I was able to find a repro that works consistently directly against infinity (updated issue to remove KubeAI).
curl -vv http://localhost:50574/v1/embeddings \
--http1.1 -H "Authorization: Bearer doesnt-matter" \
-H "Content-Type: application/json" \
-d '{
"input": "data:image/jpeg;base64,iVBORw0KGgoAAAANSUhEUgAAAAEAAAABCAQAAAC1HAwCAAAAC0lEQVR42mP8/x8AAusB9sXsdrgAAAAASUVORK5CYII=",
"model": "repro",
"modality": "image"
}'
The issue has to do with data: encoded images that are 1x1 with 1 or 3 channels (RGB) where the normalization that happens in huggingface/transformers can't determine the channel order in [1,1,3] (channels first or channels last) b/c it's ambiguous.
The bigger problem here is that infinity doesn't handle this error gracefully.
* Host localhost:50574 was resolved.
* IPv6: ::1
* IPv4: 127.0.0.1
* Trying [::1]:50574...
* Connected to localhost (::1) port 50574
> POST /v1/embeddings HTTP/1.1
> Host: localhost:50574
> User-Agent: curl/8.7.1
> Accept: */*
> Authorization: Bearer doesnt-matter
> Content-Type: application/json
> Content-Length: 204
>
* upload completely sent off: 204 bytes
We never get a reply... It just eventually times out. All future requests to the /v1/embeddings endpoint also fail from that point on until we kill & replace the pod. The /health and /metrics endpoints keep returning 200s
KubeAI assumed the pod was healthy b/c of the 200's and spread traffic around to all infinity instances.
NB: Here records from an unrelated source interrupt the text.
Issue #303, opened 2026-04-19
Library scan: file matching inaccurate for well-organized audiobook libraries


vavallee:
## Reported behavior

Users with well-organized audiobook folder structures find library scan matching inaccurate — files don't reliably correlate to the correct book records despite being correctly named.

## Root cause

The scanner uses fuzzy title+author string matching. For audiobooks this is the wrong primary signal: MP3, M4B, and M4A files carry embedded ID3/AAC tags that include title, author, narrator, and often ASIN directly. Fuzzy matching degrades on subtitle variations, series numbering, and author name format differences (first-last vs last-first). Well-organized libraries also encode the full hierarchy in path structure, which the scanner doesn't parse.

## Proposed fix

1. Read embedded audio tags (ID3v2 for MP3, iTunes atoms for M4B/M4A) during scan using a pure-Go tag reader (e.g. `github.com/dhowden/tag`).
2. Match on ASIN atom first (exact), then title+author from tags (exact), then fall back to fuzzy filename matching.
3. Surface tag-read failures as scan warnings so users know when fallback kicked in.

## User impact

Scanner inaccuracy is the primary blocker for migrating from an existing organized audiobook library. Forces extensive manual correction.

PR #1240, opened 2026-06-22
fix(importer): stop narrator/chapter tags from breaking audiobook scan matching (#1239)

### LINKED ISSUE #1239: Library scan: embedded narrator/chapter tags override the Author/Book folder hierarchy, leaving multi-part audiobooks unmatched
## Source

Discord report from jiggs (2026-06-21). A library scan of an organised audiobook library produced hundreds of **Unmatched** entries, every one a chapter file of a multi-part audiobook. Example layout:

```
/Data/Media/Books/Terry Pratchett/05 - Sourcery/dw05_04 - Sinister Grey Mists Rolled Thru Docks Of Morpork.mp3
/Data/Media/Books/Terry Pratchett/05 - Sourcery/dw05_05 - The Temporal Leader Of Morpork Was Sitting.mp3
...
```

The scan reported `Parsed Title = "04 - Sinister Grey Mists Rolled Thru Docks Of Morpork"`, `Parsed Author = "Read by Nigel Planer"` for each track — i.e. the per-chapter title tag and the narrator credit, not the folder's `Terry Pratchett` / `Sourcery`. The "Sourcery" book row already existed in the catalogue and still did not reconcile.

## Root cause (confirmed in code)

In `ScanLibrary` (`internal/importer/scanner.go`, per-file loop ~line 1886):

```go
parsed := ParseFilename(path)
if a, t, ok := authorTitleFromLayout(path, s.libraryDir, s.audiobookDir); ok {
    if a != "" { parsed.Author = a }   // <-- correct: "Terry Pratchett"
    if t != "" { parsed.Title  = t }   // <-- correct: "Sourcery"
}

// Prefer embedded audio tags over filename and folder parsing (#303)
if IsAudioTagFile(path) {
    if tags, err := ReadAudioTags(path); err == nil {
        if tags.Title  != "" { parsed.Title  = tags.Title }   // <-- "04 - Sinister..."
        if tags.Author != "" { parsed.Author = tags.Author }  // <-- "Read by Nigel Planer"
    }
}
```

The folder hierarchy resolves author/title **correctly**, then the audio-tag block (added for #303 to trust well-tagged M4B releases) unconditionally overwrites both with whatever the file's ID3/iTunes atoms hold. For chapter-split releases those atoms carry the **per-chapter title** and a **narrator credit in the artist field**, so after the override every track looks like a separate book by "Read by Nigel Planer" and matches nothing in `authorMatch`.

Two compounding factors:

1. **The reconciler is per-file with no folder grouping.** `walkDir` collects every `IsBookFile` path; each `.mp3` is reconciled independently. There is no notion that the 30 tracks under `05 - Sourcery/` are one audiobook.
2. **Tag override is all-or-nothing and unguarded.** A non-empty tag always wins, even when it is a chapter title or a `Read by`/`Narrated by` artist value that is obviously not a book author.

## Impact

- Bulk audiobook libraries (the common case: per-book folder of chapter MP3s with narrator-tagged artist) are effectively un-reconcilable by library scan. Every track becomes an unmatched row.
- It is invisible: the folder layout *is* correct, so the user has no reason to suspect embedded tags are the culprit. jiggs only saw "Parsed Author = Read by Nigel Planer" and assumed the folder was being ignored.
- Manual Import (`Settings → Import`) is a working per-book workaround, but it is one book at a time — not viable for hundreds.

## Proposed scope

Some combination of:

1. **Don't let a chapter-style tag title clobber a confident folder title.** When `authorTitleFromLayout` resolved a title and the tag title looks like a track/chapter (leading track number, `Chapter N`, `Track N`, or just differs while the folder title is stable across all files in the directory), keep the folder title.
2. **Reject narrator-credit artist values as authors.** Strip/ignore `Read by …`, `Narrated by …`, `; narrated by …` patterns before treating a tag artist as `parsed.Author`. Album-artist is usually the real author for audiobooks and is a better field to read than artist.
3. **Group audiobook tracks by directory before reconciling**, so a folder of N tracks is matched once against the catalogue (and contributes one unmatched row, not N). This also fixes the "hundreds of unmatched" UX even when a match genuinely can't be made.

(1)+(2) are the minimal fix for jiggs's case; (3) is the larger structural improvement.

## Related

- #303 — the change that introduced tag-preference; this issue is its over-reach on chapter-split audiobooks.
- #754 — earlier folder-vs-filename parsing fix (`authorTitleFromLayout`), which (2)/(1) would protect from being undone by tags.
- #886 — multi-disc audiobook flattening (import path), adjacent to the directory-grouping idea in (3).

🤖 Filed via Claude Code after reproducing the cause in the scanner source.

vavallee:
Fixes #1239.

## Problem

Library scan resolves author/title correctly from the `Author/Book/file` folder hierarchy, then unconditionally overrides both with the file's embedded audio tags (the #303 behaviour). For chapter-split audiobooks that override is actively wrong: each track is tagged with its **chapter title** (`04 - Sinister Grey Mists Rolled Thru Docks Of Morpork`) and a **narrator credit** in the Artist field (`Read by Nigel Planer`). After the override, every track parses to a different "book" authored by the narrator, so none reconcile against the catalogue and the entire audiobook lands in **Unmatched** — reported on Discord as hundreds of unmatched tracks.

## Fix

Two surgical guards in `internal/importer`:

1. **`pickAudioAuthor` skips narrator credits.** `Read by` / `Narrated by` / `Performed by` / etc. values are no longer returned as the author; the picker falls through to AlbumArtist/Composer (usually the real author) and returns empty when only a credit is present, so the folder-resolved author survives.
2. **Chapter-style tag titles no longer clobber a folder-resolved title.** When the folder hierarchy already produced a title, a tag title that looks like a track/chapter (`04 - ...`, `Chapter 3`, `Track 5`, `Part 2`) is ignored. The `{1,3}`-digit + required-separator shape deliberately does not match numeric/year titles, so `1984`, `2001: A Space Odyssey`, and `11/22/63` still pass through.

Well-tagged single-file releases keep the #303 behaviour: a genuine tag title/author still overrides folder parsing.

## Tests

- `pickAudioAuthor` skips a narrator Artist for the AlbumArtist author, and returns empty when only a credit exists.
- `isNarratorCredit` positive/negative cases (guards against `Reade`, `Reading`, `Narrator` false positives).
- `looksLikeChapterTitle` positives (chapter/track/part forms) and negatives (`Sourcery`, `1984`, `2001: A Space Odyssey`, `Slaughterhouse-Five`, `Catch-22`).
- Full `internal/importer` suite passes.

Note: this is the minimal (1)+(2) fix from the issue. The larger structural item — grouping audiobook tracks by directory so a folder contributes one reconcile attempt instead of N — is left for a follow-up.

### DIFF
--- a/internal/importer/audiotag.go
+++ b/internal/importer/audiotag.go
@@ -4,6 +4,7 @@ import (
 	"io"
 	"os"
 	"path/filepath"
+	"regexp"
 	"strings"
 
 	"github.com/dhowden/tag"
@@ -55,14 +56,31 @@ func readAudioTagsFrom(r io.ReadSeeker) (AudioTags, error) {
 	}, nil
 }
 
+// narratorCreditRe matches the leading "Read by" / "Narrated by" credit that
+// chapter-split audiobook releases frequently store in the Artist tag instead
+// of the author. Such a value is a narrator, not a book author, so treating it
+// as the author poisons library-scan matching (#1239).
+var narratorCreditRe = regexp.MustCompile(`(?i)^(read|narrated|performed|presented|told)\s+by\b`)
+
+// isNarratorCredit reports whether s looks like a narrator credit ("Read by
+// Nigel Planer") rather than an author name.
+func isNarratorCredit(s string) bool {
+	return narratorCreditRe.MatchString(strings.TrimSpace(s))
+}
+
 // pickAudioAuthor prefers the Artist tag (which audiobook tooling
 // conventionally uses for the book's author) and falls back to AlbumArtist
-// or Composer for files that leave Artist empty.
+// or Composer for files that leave Artist empty. Narrator-credit values
+// ("Read by …") are skipped rather than returned as the author (#1239); when
+// every candidate is empty or a narrator credit, the caller keeps whatever the
+// folder hierarchy resolved instead.
 func pickAudioAuthor(m tag.Metadata) string {
 	for _, candidate := range []string{m.Artist(), m.AlbumArtist(), m.Composer()} {
-		if s := strings.TrimSpace(candidate); s != "" {
-			return s
+		s := strings.TrimSpace(candidate)
+		if s == "" || isNarratorCredit(s) {
+			continue
 		}
+		return s
 	}
 	return ""
 }
--- a/internal/importer/audiotag_test.go
+++ b/internal/importer/audiotag_test.go
@@ -146,6 +146,37 @@ func TestPickAudioAuthor_Empty(t *testing.T) {
 	}
 }
 
+func TestPickAudioAuthor_SkipsNarratorCredit(t *testing.T) {
+	// Artist holds a narrator credit; the real author is in AlbumArtist.
+	got := pickAudioAuthor(fakeMetadata{artist: "Read by Nigel Planer", albumArtist: "Terry Pratchett"})
+	if got != "Terry Pratchett" {
+		t.Errorf("expected narrator credit to be skipped for AlbumArtist, got %q", got)
+	}
+}
+
+func TestPickAudioAuthor_NarratorOnlyReturnsEmpty(t *testing.T) {
+	// Only a narrator credit is present: return empty so the caller keeps the
+	// folder-resolved author instead of a narrator name.
+	if got := pickAudioAuthor(fakeMetadata{artist: "Narrated by Stephen Fry"}); got != "" {
+		t.Errorf("expected empty when only a narrator credit is present, got %q", got)
+	}
+}
+
+func TestIsNarratorCredit(t *testing.T) {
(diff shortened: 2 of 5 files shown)


vavallee:
Follow-up after an independent review pass flagged false positives in the chapter-title regex.

- The detector now treats the colon as a subtitle separator (not a chapter one) and requires a non-digit after the separator, so real numeric titles survive: `24: Live Another Day`, `7: Seven`, `1-800 Where R You`, `3.14 …`. Dropped the over-broad `section` keyword. Real chapter forms (`04 - Title`, `Chapter 3`, `Track 5`, `Disc 1`) still match.
- Added those titles to the unit test, plus an end-to-end `ScanLibrary` test that lays a chapter-tagged + narrator-tagged track under `Author/Book/` and asserts it reconciles to the catalogue book — driving the real `ReadAudioTags` path so an inverted layoutTitle/tag wiring would be caught.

And this becomes like a slow motion DoS (once each pod has encountered the bad input data once, no more CLIP embeddings--of text or images).
❯ curl -vv http://localhost:50574/v1/embeddings \
--http1.1 -H "Authorization: Bearer doesnt-matter" \
-H "Content-Type: application/json" \
-d '{
"input": "hi",
"model": "repro",
"modality": "text"
}'
* Host localhost:50574 was resolved.
* IPv6: ::1
* IPv4: 127.0.0.1
* Trying [::1]:50574...
* Connected to localhost (::1) port 50574
> POST /v1/embeddings HTTP/1.1
> Host: localhost:50574
> User-Agent: curl/8.7.1
> Accept: */*
> Authorization: Bearer doesnt-matter
> Content-Type: application/json
> Content-Length: 90
>
* upload completely sent off: 90 bytes
Which version of infinity are you using? Never releases have validation to not allow 1x1 images.
Just checked, the current check is only applied to images provided via URL. The linked PR applies the check to all methods. With the check, the server returns a "Bad Request" for images smaller than 3x3 which also applies to the example provided. This will circumvent the problem described.
Thanks!. Just want to make sure this didn't get lost above:
This unhandled exception broke the /v1/embeddings call that triggered it (never got a response) and prevented all future executions of that endpoint from working at all. Maybe missing a with block or try/finally on a queue slot or something?
Image is: michaelf34/infinity:0.0.76
I added additional changes in this branch: #614
@scottt732 Could you give this branch a spin and report back if it solves your issue?
I think @scottt732 was not on the most recent branch. This issue should be fixed long time ago.